== Records for the exercise
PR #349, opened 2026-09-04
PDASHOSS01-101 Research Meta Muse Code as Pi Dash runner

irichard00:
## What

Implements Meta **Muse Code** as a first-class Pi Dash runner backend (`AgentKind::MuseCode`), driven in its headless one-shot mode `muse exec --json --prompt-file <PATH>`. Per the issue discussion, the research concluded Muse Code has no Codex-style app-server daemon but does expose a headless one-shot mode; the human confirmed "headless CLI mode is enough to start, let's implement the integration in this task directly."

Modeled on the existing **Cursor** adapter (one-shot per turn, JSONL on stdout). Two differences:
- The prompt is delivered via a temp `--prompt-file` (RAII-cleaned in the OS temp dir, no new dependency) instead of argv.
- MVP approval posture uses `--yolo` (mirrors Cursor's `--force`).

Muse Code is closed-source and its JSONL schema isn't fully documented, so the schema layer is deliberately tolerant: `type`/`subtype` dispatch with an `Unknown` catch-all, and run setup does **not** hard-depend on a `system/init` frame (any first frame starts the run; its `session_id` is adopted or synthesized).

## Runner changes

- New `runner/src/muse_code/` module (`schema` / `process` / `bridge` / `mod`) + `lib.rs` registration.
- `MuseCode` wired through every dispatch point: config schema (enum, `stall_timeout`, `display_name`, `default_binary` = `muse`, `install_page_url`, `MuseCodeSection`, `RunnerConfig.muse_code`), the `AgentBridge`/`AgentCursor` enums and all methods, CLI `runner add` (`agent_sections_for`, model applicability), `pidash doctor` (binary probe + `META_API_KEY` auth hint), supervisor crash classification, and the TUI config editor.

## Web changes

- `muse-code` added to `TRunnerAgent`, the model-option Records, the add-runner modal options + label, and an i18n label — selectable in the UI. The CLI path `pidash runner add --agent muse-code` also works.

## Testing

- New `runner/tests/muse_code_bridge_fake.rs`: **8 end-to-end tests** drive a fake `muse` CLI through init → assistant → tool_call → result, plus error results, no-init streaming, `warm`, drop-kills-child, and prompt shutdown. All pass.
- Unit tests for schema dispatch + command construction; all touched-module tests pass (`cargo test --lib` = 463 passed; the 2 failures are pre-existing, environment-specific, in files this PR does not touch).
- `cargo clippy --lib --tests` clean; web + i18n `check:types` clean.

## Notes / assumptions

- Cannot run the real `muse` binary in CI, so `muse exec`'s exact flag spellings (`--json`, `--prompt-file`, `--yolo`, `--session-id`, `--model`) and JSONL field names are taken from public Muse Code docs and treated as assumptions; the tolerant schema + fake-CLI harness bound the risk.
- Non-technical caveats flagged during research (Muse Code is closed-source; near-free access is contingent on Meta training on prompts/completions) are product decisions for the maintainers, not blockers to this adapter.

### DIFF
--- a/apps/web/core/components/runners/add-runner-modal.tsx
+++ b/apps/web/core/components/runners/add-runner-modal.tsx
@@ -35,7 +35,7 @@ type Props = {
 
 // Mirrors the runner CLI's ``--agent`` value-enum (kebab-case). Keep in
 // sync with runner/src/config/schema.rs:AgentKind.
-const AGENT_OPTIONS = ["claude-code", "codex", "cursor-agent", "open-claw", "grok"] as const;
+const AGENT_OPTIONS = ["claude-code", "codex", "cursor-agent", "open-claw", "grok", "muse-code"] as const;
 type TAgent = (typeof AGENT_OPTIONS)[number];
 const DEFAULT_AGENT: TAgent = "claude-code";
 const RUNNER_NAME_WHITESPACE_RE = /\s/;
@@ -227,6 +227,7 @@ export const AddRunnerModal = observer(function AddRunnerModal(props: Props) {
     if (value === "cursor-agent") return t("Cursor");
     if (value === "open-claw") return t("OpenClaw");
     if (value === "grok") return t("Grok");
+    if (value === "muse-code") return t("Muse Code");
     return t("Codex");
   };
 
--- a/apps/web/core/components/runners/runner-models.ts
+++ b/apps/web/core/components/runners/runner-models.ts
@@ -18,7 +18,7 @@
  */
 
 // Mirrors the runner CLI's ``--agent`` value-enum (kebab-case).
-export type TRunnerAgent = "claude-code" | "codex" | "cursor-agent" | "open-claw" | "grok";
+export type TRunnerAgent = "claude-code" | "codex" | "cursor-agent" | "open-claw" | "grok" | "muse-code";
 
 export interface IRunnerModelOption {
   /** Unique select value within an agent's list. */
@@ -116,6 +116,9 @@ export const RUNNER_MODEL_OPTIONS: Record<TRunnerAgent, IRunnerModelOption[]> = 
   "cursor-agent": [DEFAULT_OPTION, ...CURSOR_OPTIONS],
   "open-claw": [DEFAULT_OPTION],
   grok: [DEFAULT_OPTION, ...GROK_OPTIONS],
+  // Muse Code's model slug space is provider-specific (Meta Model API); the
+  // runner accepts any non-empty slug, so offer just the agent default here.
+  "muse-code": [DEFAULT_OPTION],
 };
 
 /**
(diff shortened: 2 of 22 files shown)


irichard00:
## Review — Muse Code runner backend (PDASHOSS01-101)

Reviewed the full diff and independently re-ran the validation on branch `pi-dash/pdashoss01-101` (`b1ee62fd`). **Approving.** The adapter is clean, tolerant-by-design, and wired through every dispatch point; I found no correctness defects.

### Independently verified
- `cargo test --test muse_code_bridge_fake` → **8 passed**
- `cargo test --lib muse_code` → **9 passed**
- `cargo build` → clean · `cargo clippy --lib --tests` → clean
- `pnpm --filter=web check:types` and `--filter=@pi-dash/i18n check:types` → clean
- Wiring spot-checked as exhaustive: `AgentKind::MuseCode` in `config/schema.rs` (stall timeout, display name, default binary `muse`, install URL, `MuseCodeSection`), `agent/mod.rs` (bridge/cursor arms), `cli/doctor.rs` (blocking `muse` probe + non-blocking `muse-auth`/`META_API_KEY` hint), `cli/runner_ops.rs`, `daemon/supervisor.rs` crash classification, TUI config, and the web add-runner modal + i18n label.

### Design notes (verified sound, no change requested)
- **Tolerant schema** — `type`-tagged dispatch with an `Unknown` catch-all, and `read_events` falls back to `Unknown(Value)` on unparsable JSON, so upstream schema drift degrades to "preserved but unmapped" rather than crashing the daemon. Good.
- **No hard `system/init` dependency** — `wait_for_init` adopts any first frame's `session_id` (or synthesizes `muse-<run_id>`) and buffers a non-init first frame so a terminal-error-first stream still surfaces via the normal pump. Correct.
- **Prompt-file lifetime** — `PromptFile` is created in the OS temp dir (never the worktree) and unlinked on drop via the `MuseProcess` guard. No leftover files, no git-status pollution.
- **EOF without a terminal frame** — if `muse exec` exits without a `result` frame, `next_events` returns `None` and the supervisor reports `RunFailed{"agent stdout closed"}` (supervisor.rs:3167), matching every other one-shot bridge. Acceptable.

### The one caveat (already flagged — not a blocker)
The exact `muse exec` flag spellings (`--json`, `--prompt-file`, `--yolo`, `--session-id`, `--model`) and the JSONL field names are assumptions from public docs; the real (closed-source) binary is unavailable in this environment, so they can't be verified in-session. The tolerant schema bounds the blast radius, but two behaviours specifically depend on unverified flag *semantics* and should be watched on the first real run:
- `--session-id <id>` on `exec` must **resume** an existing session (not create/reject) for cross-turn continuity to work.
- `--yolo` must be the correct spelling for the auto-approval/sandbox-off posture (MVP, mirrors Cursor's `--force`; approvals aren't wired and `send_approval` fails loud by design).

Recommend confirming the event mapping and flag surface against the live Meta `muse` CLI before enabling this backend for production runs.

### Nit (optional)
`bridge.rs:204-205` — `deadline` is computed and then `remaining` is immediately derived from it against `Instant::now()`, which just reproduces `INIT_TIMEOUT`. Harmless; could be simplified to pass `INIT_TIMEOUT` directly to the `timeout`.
====
» Directions: Copy all lines above where "just" is present.

» Result for this exercise:
+  // runner accepts any non-empty slug, so offer just the agent default here.
`bridge.rs:204-205` — `deadline` is computed and then `remaining` is immediately derived from it against `Instant::now()`, which just reproduces `INIT_TIMEOUT`. Harmless; could be simplified to pass `INIT_TIMEOUT` directly to the `timeout`.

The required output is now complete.